Data provided: Begin

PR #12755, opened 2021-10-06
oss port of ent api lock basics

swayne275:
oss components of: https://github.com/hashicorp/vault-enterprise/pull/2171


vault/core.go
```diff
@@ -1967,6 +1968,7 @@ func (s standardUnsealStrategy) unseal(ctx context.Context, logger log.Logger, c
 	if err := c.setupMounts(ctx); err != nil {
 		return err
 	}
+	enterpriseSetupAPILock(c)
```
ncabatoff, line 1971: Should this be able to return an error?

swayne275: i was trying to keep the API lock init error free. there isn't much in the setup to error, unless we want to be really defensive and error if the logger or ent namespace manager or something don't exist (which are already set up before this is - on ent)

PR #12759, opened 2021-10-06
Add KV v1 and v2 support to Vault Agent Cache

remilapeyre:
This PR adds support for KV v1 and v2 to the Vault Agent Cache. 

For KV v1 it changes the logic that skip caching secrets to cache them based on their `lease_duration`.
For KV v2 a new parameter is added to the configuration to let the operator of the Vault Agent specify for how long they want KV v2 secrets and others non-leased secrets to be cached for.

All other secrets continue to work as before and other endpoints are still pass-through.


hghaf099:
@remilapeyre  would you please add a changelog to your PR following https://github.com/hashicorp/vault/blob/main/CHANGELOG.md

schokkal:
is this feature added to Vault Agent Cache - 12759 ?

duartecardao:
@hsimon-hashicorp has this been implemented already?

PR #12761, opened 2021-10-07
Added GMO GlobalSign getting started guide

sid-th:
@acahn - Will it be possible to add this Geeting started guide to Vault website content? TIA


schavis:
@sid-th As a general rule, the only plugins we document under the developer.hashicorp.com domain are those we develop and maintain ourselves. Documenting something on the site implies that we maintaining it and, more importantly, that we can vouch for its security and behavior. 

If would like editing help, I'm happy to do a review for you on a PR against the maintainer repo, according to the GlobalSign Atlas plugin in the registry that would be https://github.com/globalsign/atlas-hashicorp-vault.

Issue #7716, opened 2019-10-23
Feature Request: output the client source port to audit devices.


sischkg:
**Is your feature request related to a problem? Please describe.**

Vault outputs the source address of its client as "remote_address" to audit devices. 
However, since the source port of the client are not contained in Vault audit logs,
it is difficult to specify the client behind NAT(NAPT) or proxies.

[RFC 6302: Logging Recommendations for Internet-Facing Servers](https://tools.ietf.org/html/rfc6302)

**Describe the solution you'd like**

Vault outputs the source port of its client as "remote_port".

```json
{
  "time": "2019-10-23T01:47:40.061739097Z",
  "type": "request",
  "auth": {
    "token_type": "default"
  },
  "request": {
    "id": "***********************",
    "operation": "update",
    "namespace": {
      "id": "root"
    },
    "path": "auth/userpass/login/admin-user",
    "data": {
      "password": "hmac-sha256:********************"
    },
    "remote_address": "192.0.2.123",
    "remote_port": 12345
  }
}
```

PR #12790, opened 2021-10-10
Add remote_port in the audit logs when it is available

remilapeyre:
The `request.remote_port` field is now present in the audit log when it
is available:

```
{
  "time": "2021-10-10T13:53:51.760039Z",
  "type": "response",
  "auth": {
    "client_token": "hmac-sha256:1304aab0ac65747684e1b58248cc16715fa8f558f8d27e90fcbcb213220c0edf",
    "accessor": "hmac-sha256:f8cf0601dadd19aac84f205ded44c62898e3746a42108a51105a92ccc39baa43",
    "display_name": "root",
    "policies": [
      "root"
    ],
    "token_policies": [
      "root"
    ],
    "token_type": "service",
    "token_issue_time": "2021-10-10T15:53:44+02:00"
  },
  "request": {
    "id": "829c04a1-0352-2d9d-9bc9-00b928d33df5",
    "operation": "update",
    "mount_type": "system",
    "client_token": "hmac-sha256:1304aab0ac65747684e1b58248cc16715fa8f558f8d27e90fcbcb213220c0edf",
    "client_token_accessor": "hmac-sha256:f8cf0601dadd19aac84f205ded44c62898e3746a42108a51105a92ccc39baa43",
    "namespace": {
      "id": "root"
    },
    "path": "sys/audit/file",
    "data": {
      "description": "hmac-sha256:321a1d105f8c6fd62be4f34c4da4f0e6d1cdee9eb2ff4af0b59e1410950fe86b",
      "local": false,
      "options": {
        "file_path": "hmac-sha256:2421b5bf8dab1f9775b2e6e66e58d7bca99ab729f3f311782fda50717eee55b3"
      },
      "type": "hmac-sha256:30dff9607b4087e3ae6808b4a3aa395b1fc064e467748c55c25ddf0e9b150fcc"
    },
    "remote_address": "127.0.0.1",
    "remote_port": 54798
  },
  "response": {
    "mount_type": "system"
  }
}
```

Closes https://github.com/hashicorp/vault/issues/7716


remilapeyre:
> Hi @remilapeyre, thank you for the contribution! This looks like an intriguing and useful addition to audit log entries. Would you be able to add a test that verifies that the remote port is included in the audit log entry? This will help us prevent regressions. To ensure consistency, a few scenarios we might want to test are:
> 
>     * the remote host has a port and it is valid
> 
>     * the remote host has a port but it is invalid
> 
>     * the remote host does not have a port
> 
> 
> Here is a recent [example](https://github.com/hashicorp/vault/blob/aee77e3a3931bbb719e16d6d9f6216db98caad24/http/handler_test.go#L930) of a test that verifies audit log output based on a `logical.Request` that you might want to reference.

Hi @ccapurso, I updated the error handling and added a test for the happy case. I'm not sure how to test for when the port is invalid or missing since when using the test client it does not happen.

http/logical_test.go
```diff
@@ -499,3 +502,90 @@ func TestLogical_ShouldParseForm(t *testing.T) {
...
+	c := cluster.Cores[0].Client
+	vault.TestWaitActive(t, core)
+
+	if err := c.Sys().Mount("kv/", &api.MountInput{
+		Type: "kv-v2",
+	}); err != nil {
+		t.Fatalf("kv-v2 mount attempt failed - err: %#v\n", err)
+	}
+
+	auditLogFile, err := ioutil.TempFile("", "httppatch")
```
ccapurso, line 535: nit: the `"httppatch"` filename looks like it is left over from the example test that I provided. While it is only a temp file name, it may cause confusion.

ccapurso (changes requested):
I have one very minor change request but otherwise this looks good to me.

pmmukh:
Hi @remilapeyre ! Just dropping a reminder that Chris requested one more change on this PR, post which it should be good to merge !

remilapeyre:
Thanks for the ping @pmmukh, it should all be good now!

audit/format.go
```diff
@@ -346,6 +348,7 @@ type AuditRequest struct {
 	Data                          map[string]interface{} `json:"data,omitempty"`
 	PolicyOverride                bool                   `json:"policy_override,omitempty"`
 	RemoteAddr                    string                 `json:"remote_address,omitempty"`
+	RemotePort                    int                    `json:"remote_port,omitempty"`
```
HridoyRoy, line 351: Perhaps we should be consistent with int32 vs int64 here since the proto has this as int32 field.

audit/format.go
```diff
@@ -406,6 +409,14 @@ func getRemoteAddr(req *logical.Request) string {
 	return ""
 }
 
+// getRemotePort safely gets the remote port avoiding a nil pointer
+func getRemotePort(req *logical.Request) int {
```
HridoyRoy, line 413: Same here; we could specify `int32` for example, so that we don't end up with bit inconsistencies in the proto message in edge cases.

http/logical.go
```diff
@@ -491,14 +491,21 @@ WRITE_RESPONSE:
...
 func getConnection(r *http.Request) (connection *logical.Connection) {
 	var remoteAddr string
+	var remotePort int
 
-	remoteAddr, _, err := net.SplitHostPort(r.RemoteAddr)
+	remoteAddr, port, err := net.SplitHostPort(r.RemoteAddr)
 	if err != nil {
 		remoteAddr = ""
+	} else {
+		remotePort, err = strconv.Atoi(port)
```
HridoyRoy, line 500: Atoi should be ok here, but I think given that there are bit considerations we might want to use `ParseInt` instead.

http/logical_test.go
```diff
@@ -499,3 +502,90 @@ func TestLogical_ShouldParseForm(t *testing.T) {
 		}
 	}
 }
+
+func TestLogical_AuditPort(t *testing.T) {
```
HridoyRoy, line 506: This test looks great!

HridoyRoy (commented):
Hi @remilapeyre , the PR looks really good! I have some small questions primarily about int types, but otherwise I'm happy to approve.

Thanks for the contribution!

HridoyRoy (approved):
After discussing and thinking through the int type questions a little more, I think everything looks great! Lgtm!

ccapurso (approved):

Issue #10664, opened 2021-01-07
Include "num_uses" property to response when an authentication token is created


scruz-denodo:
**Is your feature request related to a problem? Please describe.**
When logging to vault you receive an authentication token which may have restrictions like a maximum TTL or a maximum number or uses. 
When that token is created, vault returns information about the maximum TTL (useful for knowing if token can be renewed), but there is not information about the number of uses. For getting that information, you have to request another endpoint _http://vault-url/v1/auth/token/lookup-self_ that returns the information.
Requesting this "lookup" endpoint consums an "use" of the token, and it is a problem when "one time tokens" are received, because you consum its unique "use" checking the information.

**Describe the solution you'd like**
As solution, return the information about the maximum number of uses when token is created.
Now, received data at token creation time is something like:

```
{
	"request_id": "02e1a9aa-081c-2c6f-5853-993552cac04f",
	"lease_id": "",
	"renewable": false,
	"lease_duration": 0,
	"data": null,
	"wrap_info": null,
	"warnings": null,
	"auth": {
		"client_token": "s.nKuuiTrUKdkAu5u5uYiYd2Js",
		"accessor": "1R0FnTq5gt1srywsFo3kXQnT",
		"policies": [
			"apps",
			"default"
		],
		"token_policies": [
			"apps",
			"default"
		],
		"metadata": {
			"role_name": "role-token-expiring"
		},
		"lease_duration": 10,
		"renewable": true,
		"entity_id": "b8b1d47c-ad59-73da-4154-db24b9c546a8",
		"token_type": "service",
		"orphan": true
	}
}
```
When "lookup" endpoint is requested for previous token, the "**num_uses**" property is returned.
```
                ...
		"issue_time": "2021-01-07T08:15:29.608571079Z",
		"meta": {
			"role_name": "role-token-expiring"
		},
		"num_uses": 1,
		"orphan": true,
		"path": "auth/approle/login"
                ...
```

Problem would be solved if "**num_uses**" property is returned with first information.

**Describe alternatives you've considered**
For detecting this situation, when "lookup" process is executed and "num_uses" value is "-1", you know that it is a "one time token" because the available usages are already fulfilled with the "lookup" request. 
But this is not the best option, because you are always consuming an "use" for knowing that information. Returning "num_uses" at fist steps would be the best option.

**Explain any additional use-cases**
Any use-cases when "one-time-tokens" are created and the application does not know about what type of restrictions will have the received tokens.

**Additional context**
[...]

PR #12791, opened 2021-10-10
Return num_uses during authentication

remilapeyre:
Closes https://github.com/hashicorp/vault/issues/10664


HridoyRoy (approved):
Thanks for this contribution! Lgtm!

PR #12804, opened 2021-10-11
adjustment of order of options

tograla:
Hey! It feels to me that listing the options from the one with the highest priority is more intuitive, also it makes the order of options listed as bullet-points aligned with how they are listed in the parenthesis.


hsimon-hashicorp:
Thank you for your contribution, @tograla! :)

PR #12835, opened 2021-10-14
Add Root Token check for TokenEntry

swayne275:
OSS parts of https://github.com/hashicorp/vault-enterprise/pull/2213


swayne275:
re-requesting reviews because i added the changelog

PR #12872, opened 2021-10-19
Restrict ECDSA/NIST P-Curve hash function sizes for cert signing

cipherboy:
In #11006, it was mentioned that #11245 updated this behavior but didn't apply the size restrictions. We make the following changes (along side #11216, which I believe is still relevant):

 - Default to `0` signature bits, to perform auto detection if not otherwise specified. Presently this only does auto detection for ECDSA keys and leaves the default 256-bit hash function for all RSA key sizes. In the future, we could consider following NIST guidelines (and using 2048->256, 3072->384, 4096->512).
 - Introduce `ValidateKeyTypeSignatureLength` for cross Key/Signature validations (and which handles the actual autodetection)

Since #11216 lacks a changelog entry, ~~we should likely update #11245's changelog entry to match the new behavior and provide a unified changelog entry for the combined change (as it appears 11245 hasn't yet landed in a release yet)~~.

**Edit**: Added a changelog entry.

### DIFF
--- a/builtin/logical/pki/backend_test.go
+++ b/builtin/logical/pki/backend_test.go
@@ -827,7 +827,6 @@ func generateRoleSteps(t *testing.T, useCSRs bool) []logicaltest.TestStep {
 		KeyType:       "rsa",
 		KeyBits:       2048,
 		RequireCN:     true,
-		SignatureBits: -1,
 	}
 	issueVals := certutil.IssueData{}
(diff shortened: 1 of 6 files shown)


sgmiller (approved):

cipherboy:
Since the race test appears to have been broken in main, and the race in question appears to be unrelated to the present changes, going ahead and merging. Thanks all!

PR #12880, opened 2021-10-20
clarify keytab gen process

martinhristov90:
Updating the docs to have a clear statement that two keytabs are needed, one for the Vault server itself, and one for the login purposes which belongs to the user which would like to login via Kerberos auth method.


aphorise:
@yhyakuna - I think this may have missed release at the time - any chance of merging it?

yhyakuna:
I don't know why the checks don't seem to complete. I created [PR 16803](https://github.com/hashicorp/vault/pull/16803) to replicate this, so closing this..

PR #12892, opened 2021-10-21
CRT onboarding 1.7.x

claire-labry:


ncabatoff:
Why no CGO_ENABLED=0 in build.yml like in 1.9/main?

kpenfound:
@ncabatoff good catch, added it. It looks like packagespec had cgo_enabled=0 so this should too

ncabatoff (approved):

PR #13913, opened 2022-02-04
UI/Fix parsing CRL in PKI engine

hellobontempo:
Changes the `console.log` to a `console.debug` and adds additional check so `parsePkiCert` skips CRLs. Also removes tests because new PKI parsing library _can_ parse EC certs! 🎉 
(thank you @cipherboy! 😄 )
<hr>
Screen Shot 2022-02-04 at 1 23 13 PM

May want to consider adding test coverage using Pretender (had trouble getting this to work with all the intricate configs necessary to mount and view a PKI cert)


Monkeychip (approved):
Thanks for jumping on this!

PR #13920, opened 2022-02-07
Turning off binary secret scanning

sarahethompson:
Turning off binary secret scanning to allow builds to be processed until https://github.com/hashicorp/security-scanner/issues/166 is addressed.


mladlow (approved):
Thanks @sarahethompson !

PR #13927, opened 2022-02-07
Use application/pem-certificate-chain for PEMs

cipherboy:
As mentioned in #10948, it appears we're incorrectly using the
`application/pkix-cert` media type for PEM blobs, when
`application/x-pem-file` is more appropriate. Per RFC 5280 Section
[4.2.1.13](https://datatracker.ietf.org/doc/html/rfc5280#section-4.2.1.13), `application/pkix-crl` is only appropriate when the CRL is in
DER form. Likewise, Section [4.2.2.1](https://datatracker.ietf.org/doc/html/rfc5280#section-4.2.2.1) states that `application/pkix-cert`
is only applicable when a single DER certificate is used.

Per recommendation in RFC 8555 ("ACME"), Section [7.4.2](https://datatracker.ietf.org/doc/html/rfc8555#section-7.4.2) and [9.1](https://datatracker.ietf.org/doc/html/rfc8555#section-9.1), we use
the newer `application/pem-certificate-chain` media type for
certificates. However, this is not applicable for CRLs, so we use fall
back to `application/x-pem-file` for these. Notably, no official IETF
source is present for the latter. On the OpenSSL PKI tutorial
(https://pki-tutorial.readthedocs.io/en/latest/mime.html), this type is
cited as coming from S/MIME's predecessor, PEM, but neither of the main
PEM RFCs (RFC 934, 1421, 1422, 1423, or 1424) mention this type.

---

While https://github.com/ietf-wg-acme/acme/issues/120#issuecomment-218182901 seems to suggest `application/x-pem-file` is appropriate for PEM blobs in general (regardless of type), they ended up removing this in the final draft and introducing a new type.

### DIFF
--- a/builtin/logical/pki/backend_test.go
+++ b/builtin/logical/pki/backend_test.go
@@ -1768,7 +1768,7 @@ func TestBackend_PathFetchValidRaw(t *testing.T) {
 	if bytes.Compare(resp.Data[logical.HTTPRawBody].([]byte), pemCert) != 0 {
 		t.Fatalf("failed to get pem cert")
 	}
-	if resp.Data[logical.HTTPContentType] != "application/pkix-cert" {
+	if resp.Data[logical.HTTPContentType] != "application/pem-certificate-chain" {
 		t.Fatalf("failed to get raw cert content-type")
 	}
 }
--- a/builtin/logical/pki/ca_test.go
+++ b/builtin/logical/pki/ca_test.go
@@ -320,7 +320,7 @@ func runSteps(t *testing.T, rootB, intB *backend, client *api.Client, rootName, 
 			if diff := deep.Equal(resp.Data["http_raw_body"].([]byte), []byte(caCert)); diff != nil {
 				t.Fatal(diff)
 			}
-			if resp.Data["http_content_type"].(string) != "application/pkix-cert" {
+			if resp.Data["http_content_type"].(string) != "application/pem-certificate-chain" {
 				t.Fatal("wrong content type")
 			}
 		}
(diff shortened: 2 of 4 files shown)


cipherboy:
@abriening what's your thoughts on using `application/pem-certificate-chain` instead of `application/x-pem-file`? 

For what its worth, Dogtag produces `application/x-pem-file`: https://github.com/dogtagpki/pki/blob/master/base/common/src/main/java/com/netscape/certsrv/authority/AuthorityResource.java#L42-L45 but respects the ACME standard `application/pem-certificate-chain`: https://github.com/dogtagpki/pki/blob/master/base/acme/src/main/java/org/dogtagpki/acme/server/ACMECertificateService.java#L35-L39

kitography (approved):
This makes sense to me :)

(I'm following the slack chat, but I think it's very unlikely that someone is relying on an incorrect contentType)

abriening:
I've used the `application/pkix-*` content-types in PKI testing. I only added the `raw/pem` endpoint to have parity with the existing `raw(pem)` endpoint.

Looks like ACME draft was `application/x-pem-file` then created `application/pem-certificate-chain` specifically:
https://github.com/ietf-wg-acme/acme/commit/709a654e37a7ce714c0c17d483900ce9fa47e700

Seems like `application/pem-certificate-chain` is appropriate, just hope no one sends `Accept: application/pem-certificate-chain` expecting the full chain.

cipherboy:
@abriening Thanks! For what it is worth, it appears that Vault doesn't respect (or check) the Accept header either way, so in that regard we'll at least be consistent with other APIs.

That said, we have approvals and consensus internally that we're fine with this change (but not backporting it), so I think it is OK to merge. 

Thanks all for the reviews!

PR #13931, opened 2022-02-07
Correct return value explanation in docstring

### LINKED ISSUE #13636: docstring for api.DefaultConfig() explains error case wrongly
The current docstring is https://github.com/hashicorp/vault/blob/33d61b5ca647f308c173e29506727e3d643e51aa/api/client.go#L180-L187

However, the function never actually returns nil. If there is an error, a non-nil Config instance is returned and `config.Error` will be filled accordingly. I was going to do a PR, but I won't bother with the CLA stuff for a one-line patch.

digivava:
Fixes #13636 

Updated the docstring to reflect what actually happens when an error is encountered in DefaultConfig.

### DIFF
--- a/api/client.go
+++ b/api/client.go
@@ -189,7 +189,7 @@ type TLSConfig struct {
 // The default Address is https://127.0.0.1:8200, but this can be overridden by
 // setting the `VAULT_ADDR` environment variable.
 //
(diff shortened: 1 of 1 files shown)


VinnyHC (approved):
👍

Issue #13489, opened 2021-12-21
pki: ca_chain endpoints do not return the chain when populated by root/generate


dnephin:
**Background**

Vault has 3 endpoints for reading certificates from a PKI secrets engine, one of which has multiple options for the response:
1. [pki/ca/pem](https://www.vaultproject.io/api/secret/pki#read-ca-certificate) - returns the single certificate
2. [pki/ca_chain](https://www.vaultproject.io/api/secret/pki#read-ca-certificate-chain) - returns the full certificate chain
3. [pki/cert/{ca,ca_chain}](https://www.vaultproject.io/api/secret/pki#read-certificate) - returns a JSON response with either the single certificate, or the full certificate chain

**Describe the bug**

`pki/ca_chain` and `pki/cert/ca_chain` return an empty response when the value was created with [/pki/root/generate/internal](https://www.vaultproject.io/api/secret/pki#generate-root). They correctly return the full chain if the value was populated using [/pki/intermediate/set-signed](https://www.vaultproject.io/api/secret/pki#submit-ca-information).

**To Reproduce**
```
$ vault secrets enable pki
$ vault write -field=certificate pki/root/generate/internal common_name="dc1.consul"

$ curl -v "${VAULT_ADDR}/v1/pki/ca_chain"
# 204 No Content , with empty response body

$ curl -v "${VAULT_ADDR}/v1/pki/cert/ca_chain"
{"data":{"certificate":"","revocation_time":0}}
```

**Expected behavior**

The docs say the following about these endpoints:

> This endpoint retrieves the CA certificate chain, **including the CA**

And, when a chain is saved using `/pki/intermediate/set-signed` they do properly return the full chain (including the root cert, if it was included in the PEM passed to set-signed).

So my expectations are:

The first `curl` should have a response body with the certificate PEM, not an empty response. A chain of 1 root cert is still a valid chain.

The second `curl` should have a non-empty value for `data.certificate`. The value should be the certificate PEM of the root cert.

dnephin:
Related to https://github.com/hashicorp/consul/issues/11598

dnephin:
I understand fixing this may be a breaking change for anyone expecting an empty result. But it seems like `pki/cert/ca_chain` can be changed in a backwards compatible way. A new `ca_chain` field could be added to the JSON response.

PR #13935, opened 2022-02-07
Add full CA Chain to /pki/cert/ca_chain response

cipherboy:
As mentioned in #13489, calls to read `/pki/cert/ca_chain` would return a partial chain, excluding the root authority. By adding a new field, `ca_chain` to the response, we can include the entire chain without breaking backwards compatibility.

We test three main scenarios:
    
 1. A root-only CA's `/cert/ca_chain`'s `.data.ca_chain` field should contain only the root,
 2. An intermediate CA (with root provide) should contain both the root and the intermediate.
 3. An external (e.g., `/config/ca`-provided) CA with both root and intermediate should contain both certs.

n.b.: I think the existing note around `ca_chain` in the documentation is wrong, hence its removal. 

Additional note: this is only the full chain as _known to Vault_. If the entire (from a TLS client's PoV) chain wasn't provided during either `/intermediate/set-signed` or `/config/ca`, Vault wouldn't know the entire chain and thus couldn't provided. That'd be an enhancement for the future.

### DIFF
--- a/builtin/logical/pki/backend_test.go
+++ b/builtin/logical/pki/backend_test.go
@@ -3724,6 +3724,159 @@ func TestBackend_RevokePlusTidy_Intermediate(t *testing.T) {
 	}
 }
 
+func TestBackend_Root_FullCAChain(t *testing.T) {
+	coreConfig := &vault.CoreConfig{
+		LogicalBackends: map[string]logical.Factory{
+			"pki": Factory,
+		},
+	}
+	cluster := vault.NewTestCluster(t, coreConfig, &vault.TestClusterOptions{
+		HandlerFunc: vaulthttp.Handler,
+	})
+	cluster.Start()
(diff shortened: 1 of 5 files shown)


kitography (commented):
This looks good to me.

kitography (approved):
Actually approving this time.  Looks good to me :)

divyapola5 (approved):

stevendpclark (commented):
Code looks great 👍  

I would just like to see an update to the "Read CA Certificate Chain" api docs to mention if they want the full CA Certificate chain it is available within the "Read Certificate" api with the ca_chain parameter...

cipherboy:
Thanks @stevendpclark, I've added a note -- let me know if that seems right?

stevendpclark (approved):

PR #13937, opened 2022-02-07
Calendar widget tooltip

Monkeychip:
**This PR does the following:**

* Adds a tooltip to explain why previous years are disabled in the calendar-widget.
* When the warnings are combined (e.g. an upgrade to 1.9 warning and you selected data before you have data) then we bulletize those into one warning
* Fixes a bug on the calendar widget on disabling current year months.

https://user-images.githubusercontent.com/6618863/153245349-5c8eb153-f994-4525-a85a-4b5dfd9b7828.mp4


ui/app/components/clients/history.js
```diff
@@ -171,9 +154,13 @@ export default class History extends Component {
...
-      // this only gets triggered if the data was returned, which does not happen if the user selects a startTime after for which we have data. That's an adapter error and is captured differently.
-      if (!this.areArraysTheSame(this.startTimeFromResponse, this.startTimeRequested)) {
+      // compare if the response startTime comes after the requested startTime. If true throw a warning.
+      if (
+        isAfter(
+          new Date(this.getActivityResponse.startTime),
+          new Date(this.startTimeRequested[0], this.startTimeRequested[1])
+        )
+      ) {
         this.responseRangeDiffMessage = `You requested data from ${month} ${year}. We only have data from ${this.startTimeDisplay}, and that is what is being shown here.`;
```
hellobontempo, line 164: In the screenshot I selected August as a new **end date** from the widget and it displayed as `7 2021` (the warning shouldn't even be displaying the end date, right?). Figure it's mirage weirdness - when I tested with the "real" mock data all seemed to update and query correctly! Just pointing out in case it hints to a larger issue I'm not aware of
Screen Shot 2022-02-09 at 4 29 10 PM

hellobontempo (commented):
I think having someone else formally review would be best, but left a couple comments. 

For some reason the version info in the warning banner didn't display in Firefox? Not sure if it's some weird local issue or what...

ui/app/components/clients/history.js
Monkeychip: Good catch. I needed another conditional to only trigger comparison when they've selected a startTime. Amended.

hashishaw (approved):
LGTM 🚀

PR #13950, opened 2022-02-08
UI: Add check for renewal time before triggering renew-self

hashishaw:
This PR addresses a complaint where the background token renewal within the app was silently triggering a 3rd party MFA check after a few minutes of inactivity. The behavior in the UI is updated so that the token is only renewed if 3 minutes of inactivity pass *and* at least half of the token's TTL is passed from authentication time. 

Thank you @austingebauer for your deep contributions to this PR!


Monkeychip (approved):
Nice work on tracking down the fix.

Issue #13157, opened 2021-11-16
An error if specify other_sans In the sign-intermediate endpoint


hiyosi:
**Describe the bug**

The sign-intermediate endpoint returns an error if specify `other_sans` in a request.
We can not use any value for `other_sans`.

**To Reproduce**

Data provided: End

Check each line of the records above for "blobs", and copy those that have it.

`application/pkix-cert` media type for PEM blobs, when
While https://github.com/ietf-wg-acme/acme/issues/120#issuecomment-218182901 seems to suggest `application/x-pem-file` is appropriate for PEM blobs in general (regardless of type), they ended up removing this in the final draft and introducing a new type.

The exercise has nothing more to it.